Integrated single-cell and bulk RNA sequencing reveals prognostic and immunotherapy-associated myofibroblastic cancer-associated fibroblast subtypes in head and neck squamous cell carcinoma.

Background: Cancer-associated fibroblasts (CAFs) are involved in some critical aspects of the pathogenesis of head and neck squamous cell carcinoma (HNSCC), including the formation of a tumor-permissive extracellular matrix (ECM) structure, angiogenesis, and the immune and metabolic reprogramming of the tumor microenvironment (TME). This study aimed to examine the plasticity and metabolic heterogeneity of CAFs in HNSCC patients before and after immunotherapy.
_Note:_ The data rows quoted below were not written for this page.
PR #2608, opened 2018-05-27
hdf5: revbump needed after gcc bump from 5.4.0 to 7.3.0.

fbrosson:
hdf5 needs to be rebuilt against `libgfortran.so.4` (from `gcc 7.3.0`) instead of `libgfortran.so.3` (from `gcc 5.4.0`.)

### DIFF
--- a/sci-libs/hdf5/hdf5-1.10.1.recipe
+++ b/sci-libs/hdf5/hdf5-1.10.1.recipe
@@ -6,7 +6,7 @@ HOMEPAGE="http://www.hdfgroup.org/HDF5/"
 COPYRIGHT="2011-2016 The HDF Group,
 	The Board of Trustees of the University of Illinois."
 LICENSE="BSD (3-clause)"
-REVISION="1"
+REVISION="2"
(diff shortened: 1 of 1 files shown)


fbrosson:
It looks like hdf5 won't build with `gfortran 7.3.0`, so let's not rebuild it.

Users who have hdf5 and wish to upgrade to an hrev > 51972 will have to either uninstall hdf5 or give up the update.
I'm not opening an issue about this because I don't need hdf5 and don't have enough time to investigate.

alaviss:
Then shouldn't a version requirement for `gfortran` (`< 7.3`) be applied here? An issue should be opened to track packages that doesn't build with newer `gfortran`, so contributors can dive into and investigate.

fbrosson:
We could, indeed, add a version requirement, but I don't know if this would be the best way to handle this because gfortran `5.4.0` is no longer available from the binary repos.
I guess we should first try to patch hdf5 to make it build with gfortran `7.3.0`. If it turns out that such a patch would be too big or hard to maintain, then, yes, adding a build dependency on an old version of gfortran would be fine.

BTW, I think @extrowerk can tell us whether or not it would be hard to patch hdf5 to make it build with gfortran `7.3.0` ;)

Methods: An integrated single-cell and bulk RNA sequencing (RNA-seq) analysis based on data from the GSE195832, GSE65868, and The Cancer Genome Atlas (TCGA)-HNSCC datasets was conducted. The functional plasticity and transcriptome diversity of the categorized CAF subtypes were analyzed using the DoRothEA tool and scMetabolism package. The relationship between the genes specifically expressed in the myofibroblast-like cancer-associated fibroblast (myCAF) subtype and prognosis was then examined by univariate and multivariate analyses. The influence of myCAF on immune cell modulation within the TME was analyzed using the Seurat and clusterProfiler packages. The therapeutic strategies for HNSCC were explored using the Cancer Therapeutics Response Portal (CTRP) and PRISM Repurposing datasets.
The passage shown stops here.